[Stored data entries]
-.-.-
PR #543, opened 2024-05-09
Fix empty request body on retries with compression enabled

### LINKED ISSUE #541: [BUG] Error http: ContentLength=401 with Body length 0

merlinz01:
### Description
Make the transport use a new reader for each retry when gzip compression is enabled.
Also be more explicit about doing so for non-compressed requests.
Test included.

### Issues Resolved
Closes #541.

### DIFF
--- a/CHANGELOG.md
+++ b/CHANGELOG.md
@@ -17,6 +17,8 @@ Inspired from [Keep a Changelog](https://keepachangelog.com/en/1.0.0/)
 
 ### Fixed
 
+- Fixes empty request body on retry with compression enabled. ([#542](https://github.com/opensearch-project/opensearch-go/pull/542))
+
 ### Security
 
 ### Dependencies
--- a/CHANGELOG.md
+++ b/CHANGELOG.md
@@ -17,7 +17,7 @@ Inspired from [Keep a Changelog](https://keepachangelog.com/en/1.0.0/)
 
 ### Fixed
 
-- Fixes empty request body on retry with compression enabled. ([#542](https://github.com/opensearch-project/opensearch-go/pull/542))
+- Fixes empty request body on retry with compression enabled ([#543](https://github.com/opensearch-project/opensearch-go/pull/543))
 
 ### Security
 
--- a/opensearchtransport/opensearchtransport.go
+++ b/opensearchtransport/opensearchtransport.go
@@ -245,7 +245,9 @@ func (c *Client) Perform(req *http.Request) (*http.Response, error) {
 			}
 
 			req.GetBody = func() (io.ReadCloser, error) {
-				return io.NopCloser(buf), nil
+				// We have to return a new reader each time so that retries don't read from an already-consumed body.
+				reader := bytes.NewReader(buf.Bytes())
+				return io.NopCloser(reader), nil
 			}
 			//nolint:errcheck // error is always nil
 			req.Body, _ = req.GetBody()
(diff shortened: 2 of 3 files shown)


dblock (approved):

opensearchtransport/opensearchtransport.go
```diff
@@ -258,8 +260,9 @@ func (c *Client) Perform(req *http.Request) (*http.Response, error) {
 				//nolint:errcheck // ignored as this is only for logging
 				buf.ReadFrom(req.Body)
 				req.GetBody = func() (io.ReadCloser, error) {
-					r := buf
-					return io.NopCloser(&r), nil
+					// Return a new reader each time
+					reader := bytes.NewReader(buf.Bytes())
+					return io.NopCloser(reader), nil
```
dblock, line 265: Are we missing a test for this path?

merlinz01: There is an existing test for the reader reset behavior on non-compressed request body:
https://github.com/opensearch-project/opensearch-go/blob/41fd58f31b62a0d1edb6f7e506640c79b6a6017f/opensearchtransport/opensearchtransport_internal_test.go#L655-L690

dblock: But that test is passing without your code change?

merlinz01: Notice there are two test cases now, one for retries without compression and one (from this PR) for retries with compression.

The code for uncompressed works correctly and passes the relevant test, both with and without my changes.
The old code does a copy of the unread `buf` into `r` so that `buf` as referenced from the closure remains unread. With my changes, it is a bit more obvious what is being done but it functions the same.
So no, if you revert those two lines, no tests will fail. The bug is only in the code for compressed.

The code for uncompressed was from https://github.com/opensearch-project/opensearch-go/commit/fb7bdd15c1e392734922bece65d3c203a4aefb95 and code for compressed was from https://github.com/opensearch-project/opensearch-go/commit/8cf8bd25e2b7f6fefe3b946f20555272bf8c3c47 but the bug was introduced in https://github.com/opensearch-project/opensearch-go/commit/7ea16f7de5fa5d45a0930619868466f5fc430ee2 with pooled gzip compressors.

dblock: Understood! Thank you for being patient with me.

dblock:
@merlinz01 Looks like you need to fix DCO (`git commit -s --amend`), please?

CHANGELOG.md
```diff
@@ -17,6 +17,8 @@ Inspired from [Keep a Changelog](https://keepachangelog.com/en/1.0.0/)
 
 ### Fixed
 
+- Fixes empty request body on retry with compression enabled. ([#543](https://github.com/opensearch-project/opensearch-go/pull/543))
```
dblock, line 20: Nit: remove period at the end of the sentence, other lines don't have it.

merlinz01: Done.

merlinz01:
DCO successful.

dblock (approved):

dblock:
Thanks! We have lots of other things in https://github.com/opensearch-project/opensearch-go/issues if you have free time :)

Issue #560, opened 2024-06-04
[BUG] MappingFieldResp struct is not parsed correctly.


agnivade:
### What is the bug?
MappingFieldResp struct is not parsed correctly.

### How can one reproduce the bug?

A short snippet

```go
mappingFieldResp, err := client.Indices.Mapping.Field(ctx, &opensearchapi.MappingFieldReq{
		Fields:  []string{"type"},
		Indices: []string{indexName},
	})
	fmt.Println("---------------------")
	io.Copy(os.Stderr, mappingFieldResp.Inspect().Response.Body)
	fmt.Printf("\n%+v\n", mappingFieldResp.Indices)
	fmt.Printf("\n---------------------\n")
```

prints 

```
---------------------
{"channels":{"mappings":{"type":{"full_name":"type","mapping":{"type":{"type":"keyword"}}}}}}
map[]
---------------------
```

### What is the expected behavior?
It should parse the data correctly

### What is your host/environment?
Linux

### Do you have any additional context?
The issue is that there is an additional `Indices` field which is there inside the struct which is not allowing the response to be parsed properly.

Here: https://github.com/opensearch-project/opensearch-go/blob/6836d76494fa993ba7874b2f1762993a5ffaf40f/opensearchapi/api_indices-mapping.go#L63, we need to pass `data.Indices` instead of `data`.

I am not sure how the unit tests are passing. But it seems like a pretty straightforward bug to me.

EDIT: Something like this works:
```go

var mappingFieldResp map[string]struct {
  Mappings json.RawMessage `json:"mappings"`
}
httpResp, err := es.client.Client.Do(ctx, &opensearchapi.MappingFieldReq{
  Fields:  []string{"type"},
  Indices: []string{indexName},
}, &mappingFieldResp)
```

dblock:
Looks like a miss. Want to fix it here?

Also note that we would like to generate the client from spec to catch all this kind of problems (#284), so would be great to check the [spec](https://github.com/opensearch-project/opensearch-api-specification) for correctness for this API.

agnivade:
I can, but currently I have a workaround so it's not urgent for me. I'll see if I can find some time.

PR #572, opened 2024-06-26
Field, Function and test fixes, adding missing struct to node stats

Jakob3xD:
### Description
- Fix FLS role type
- Fix json compare when response is null
- Fix function where the wrong var is given to parse the response
- Add missing node stats cache field 

### Issues Resolved
Closes https://github.com/opensearch-project/opensearch-go/issues/560 

### DIFF
--- a/CHANGELOG.md
+++ b/CHANGELOG.md
@@ -11,6 +11,7 @@ Inspired from [Keep a Changelog](https://keepachangelog.com/en/1.0.0/)
 - Adds the `Caches` field to Node stats ([#572](https://github.com/opensearch-project/opensearch-go/pull/572))
 
 ### Changed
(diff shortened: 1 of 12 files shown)


dblock (dismissed):
Want to write some tests for this one? Looks like lots of tests failed.

Jakob3xD:
> Want to write some tests for this one? Looks like lots of tests failed.

Test are failing because of the omitempty tag causing the json compare to omit them and resulting in missing fields when comparing. I am currently thinking about a solution.

Jakob3xD:
I am not totally happy with this solution as I would have liked to not duplicate the structs but there is not lib that compares a struct against a json blob and respects the omitempty tag. Or at least I did not find such a lib.
Therefore duplicating the structs but without omitemtpy is simplest and easiest way of solving this.

dblock (approved):

Issue #284, opened 2023-04-06
[FEATURE] Generate API code from OpenSearch API Spec


VachaShah:
### Is your feature request related to a problem?
Related to https://github.com/opensearch-project/opensearch-clients/issues/19

### What solution would you like?
Re-use the generator that generates API Code that maintains backwards compatibility with the current client APIs and provides a way to add new APIs.

### What alternatives have you considered?
Using OpenAPI generators instead of re-using the existing generator but it makes it difficult to maintain backwards compatibility. 

### Do you have any additional context?
_Add any other context or screenshots about the feature request here._

tannerjones4075:
I would like to help with this issue. Is it still relevant?

VachaShah:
-.-.-
Exercise prompt:
The lines to copy are those in the records above containing the word "relevant".

Task result:
The code for uncompressed works correctly and passes the relevant test, both with and without my changes.
I would like to help with this issue. Is it still relevant?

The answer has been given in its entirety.